庆白愣住了,眼底的惊恐多了一丝难以置信。他和林薇不算熟,顶多是偶尔在公共课上碰到,点头之交而已,她为什么要帮自己?是假意安抚,还是真的不会说出去?他不敢信,也不能信,这场异变太过诡异,他赌不起。
他缓缓松开按住尾巴的手,尽量让自己的声音听起来平静,尽管依旧带着掩饰不住的沙哑和颤抖:“你……你看错了,我只是感冒不舒服,你回去吧,不用管我。”
这句话说得苍白又无力,连他自己都觉得可笑。
门外的林薇轻轻叹了口气,语气里带着一丝无奈,却依旧没有放弃:“庆白,我知道你很难受,也知道你在害怕。我是化学系的,对奇怪的现象只会好奇,不会恐慌,更不会到处乱说。你要是不想开门也没关系,我就在外面陪着你,等你觉得安全了,再跟我说好不好?”
她的声音很轻,像晚风拂过栀子花瓣,带着一种莫名的安抚力量,和庆白想象中的惊恐、排斥完全不同。仓库里的灰尘味混杂着门外隐约飘来的草木香,竟让他紧绷到极致的神经,稍稍松动了一丝。
可身体的异变却在这时再次发难。
头顶的角忽然传来一阵温热的胀痛,比清晨刚长出来时更甚,像是在飞速生长,顶得歪掉的帽子微微颤动;后背的翅膀雏形也跟着发烫,那层薄薄的绒毛下,似乎有更坚硬的质感在形成,撑得卫衣裂口越来越大,布料紧绷得发疼;就连牙龈的刺痒感也加重了,他下意识用舌头去舔,竟触到两颗尖尖的、硬硬的东西,是开始生长的獠牙!
庆白闷哼一声,蹲下身,双手抱住头,额头抵着膝盖,浑身控制不住地发抖。角、尾巴、翅膀、獠牙、喷火……他的身体正在一点点脱离人类的范畴,变得越来越陌生,越来越可怕。

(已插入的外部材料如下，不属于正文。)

PR #3932, opened 2026-04-03
EXE-1546: Add per-function Prometheus metrics

djfarrelly:
## Description
Add new Prometheus metrics which can be scraped per-function using in-memory counters. This expands the metrics available. 

High cardinality of function slugs could cause memory issues, but those totals would have to be very high.

Set `INNGEST_EXPERIMENTAL_PROM_METRICS=1` to enable new per-function metrics, unset or use `INNGEST_EXPERIMENTAL_PROM_METRICS=0` to disable.

NOTE - This is forked from the latest 1.13.x release here: https://github.com/inngest/inngest/tree/v1.13.7 - if this is stable and accepted, we can release a stable 1.13.8 release then the head of the repo to bring it into main. This will create a fork for the time being.

## Motivation
EXE-1546

Built on the changes in #3912, but back ported for `v1.13.x` and refactored with fixes and with additional tests for the lifecycle methods. This will be brought to future releases after beta testing.

- [ ] Docs

## Checklist

---

> [!NOTE]
> Adds per-function Prometheus lifecycle metrics (function run and SDK step counters labeled by function slug) behind an `INNGEST_EXPERIMENTAL_PROM_METRICS` env var toggle. Refactors the metrics registry from instance-level to package-level so lifecycle metrics share the same registry as the queue depth gauge. Removes the signing-key auth requirement from `/metrics` in the dev server. The latest commit also fixes goreleaser to publish pre-release Docker images without tagging them as `latest`.
> 
> <sup>Written by [Mendral](https://mendral.com) for commit 11e62b87ea524c6b6efe9f6b18d83db1a36ccc1a.</sup>

### DIFF
--- a/pkg/metrics/lifecycle.go
+++ b/pkg/metrics/lifecycle.go
@@ -66,6 +66,15 @@ func NewPrometheusLifecycleListener() *PrometheusLifecycleListener {
 	return &PrometheusLifecycleListener{}
 }
 
+// NewLifecycleListeners returns the Prometheus lifecycle listener if the
+// experimental metrics feature is enabled, or an empty slice otherwise.
+func NewLifecycleListeners() []execution.LifecycleListener {
+	if !ExperimentalPromMetricsEnabled() {
+		return nil
+	}
+	return []execution.LifecycleListener{NewPrometheusLifecycleListener()}
+}
+
 func fnLabel(md statev2.Metadata) string {
 	if slug := md.Config.FunctionSlug(); slug != "" {
 		return slug
--- a/pkg/metrics/lifecycle.go
+++ b/pkg/metrics/lifecycle.go
@@ -1,0 +1,158 @@
+package metrics
+
+import (
+	"context"
+	"encoding/json"
+
+	"github.com/inngest/inngest/pkg/event"
+	"github.com/inngest/inngest/pkg/execution"
+	"github.com/inngest/inngest/pkg/execution/queue"
+	statev1 "github.com/inngest/inngest/pkg/execution/state"
+	statev2 "github.com/inngest/inngest/pkg/execution/state/v2"
+	"github.com/inngest/inngest/pkg/inngest"
+	"github.com/prometheus/client_golang/prometheus"
+)
+
+var (
+	functionRunScheduled = prometheus.NewCounterVec(prometheus.CounterOpts{
+		Name: "inngest_function_run_scheduled_total",
+		Help: "The total number of function runs scheduled",
+	}, []string{"fn"})
+
+	functionRunStarted = prometheus.NewCounterVec(prometheus.CounterOpts{
+		Name: "inngest_function_run_started_total",
+		Help: "The total number of function runs started",
+	}, []string{"fn"})
+
+	functionRunEnded = prometheus.NewCounterVec(prometheus.CounterOpts{
+		Name: "inngest_function_run_ended_total",
+		Help: "The total number of function runs ended",
+	}, []string{"fn", "status"})
+
+	sdkReqScheduled = prometheus.NewCounterVec(prometheus.CounterOpts{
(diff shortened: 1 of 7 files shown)


pkg/metrics/lifecycle.go
```diff
@@ -0,0 +1,158 @@
...
+	}, []string{"fn"})
+
+	sdkReqEnded = prometheus.NewCounterVec(prometheus.CounterOpts{
+		Name: "inngest_sdk_req_ended_total",
+		Help: "The total number of SDK invocation/step execution ended",
+	}, []string{"fn", "status"})
+)
+
+func init() {
+	registry.MustRegister(
```
djfarrelly, line 49: Uses a local registry instead of the global default registry as it could cause duplicate registration or collisions with metrics. This is safer and cleaner.

pkg/metrics/lifecycle.go
```diff
@@ -0,0 +1,158 @@
...
+
+func NewPrometheusLifecycleListener() *PrometheusLifecycleListener {
+	return &PrometheusLifecycleListener{}
+}
+
+func fnLabel(md statev2.Metadata) string {
+	if slug := md.Config.FunctionSlug(); slug != "" {
+		return slug
+	}
+	return "unknown"
```
djfarrelly, line 82: Use "unknown" instead of the uuid as that could just pollute the tags. This should never happen given every function has a slug, but this is a cleaner fallback to group all unknown metrics than have hundreds or thousands of tags.

pkg/metrics/metrics.go
```diff
@@ -91,35 +93,49 @@ type Opts struct {
 	QueueManager   QueueManager
 }
 
+// ExperimentalPromMetricsEnabled reports whether the experimental Prometheus
+// lifecycle metrics are enabled via the INNGEST_EXPERIMENTAL_PROM_METRICS
+// environment variable. The feature is off by default; set to "1", "true",
+// "yes", or any truthy value to enable. "0" always disables.
+func ExperimentalPromMetricsEnabled() bool {
```
AndyInternet, line 100: Should we document this in the CLI help output? This will become tribal knowledge that's easy to lose track of if we don't document it somewhere.

pkg/metrics/lifecycle.go
```diff
@@ -0,0 +1,167 @@
...
+	md statev2.Metadata,
+	_ queue.Item,
+	_ []json.RawMessage,
+	resp statev1.DriverResponse,
+) {
+	status := "Completed"
+	if resp.Err != nil {
+		status = "Failed"
+	}
+	functionRunEnded.WithLabelValues(fnLabel(md), status).Inc()
```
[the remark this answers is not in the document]
AndyInternet: I agree with thin finding. Also, prometheus labels are lowercase as a convention

pkg/metrics/metrics.go
```diff
@@ -91,35 +93,49 @@ type Opts struct {
...
+	v := strings.TrimSpace(os.Getenv("INNGEST_EXPERIMENTAL_PROM_METRICS"))
+	if v == "" || v == "0" || strings.EqualFold(v, "false") || strings.EqualFold(v, "no") {
+		return false
+	}
+	return true
```
AndyInternet, line 105: This logic seems inverted. If we're defaulting to on, we should change this to
	if v == "1" || strings.EqualFold(v, "true") || strings.EqualFold(v, "yes") || strings.EqualFold(v, "on") {
		return true
	}
	return false

AndyInternet (approved):

AndyInternet (approved):

pkg/metrics/metrics.go
djfarrelly: Good call - maybe we should make it opt-in by default and move out of experimental, like `INNGEST_PROM_METRICS_ENABLED=1` - wdyt?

他再也忍不住,眼眶一红,压抑的哽咽终于漏了出来,带着无尽的茫然和绝望:“我到底……变成什么了……”
这句话很轻,却清晰地透过门缝,传到了林薇耳中。
门外的林薇沉默了片刻,声音变得格外认真:“不管你变成什么,你还是庆白,不是怪物。我会帮你,我们一起想办法,好不好?”
仓库里,庆白蜷缩在角落,身体的异变还在继续,门外是唯一愿意向他伸出手的人,门内是他无法接受的、诡异的自己。阳光透过高窗,在地上投下斑驳的光影,将他的影子拉得很长,孤独又狼狈。
他缓缓抬起头,看向那扇紧闭的铁门,眼神里满是挣扎。信任,还是继续躲藏?这个选择,关乎他接下来的每一步,也关乎这场失控的异变,到底会走向何方。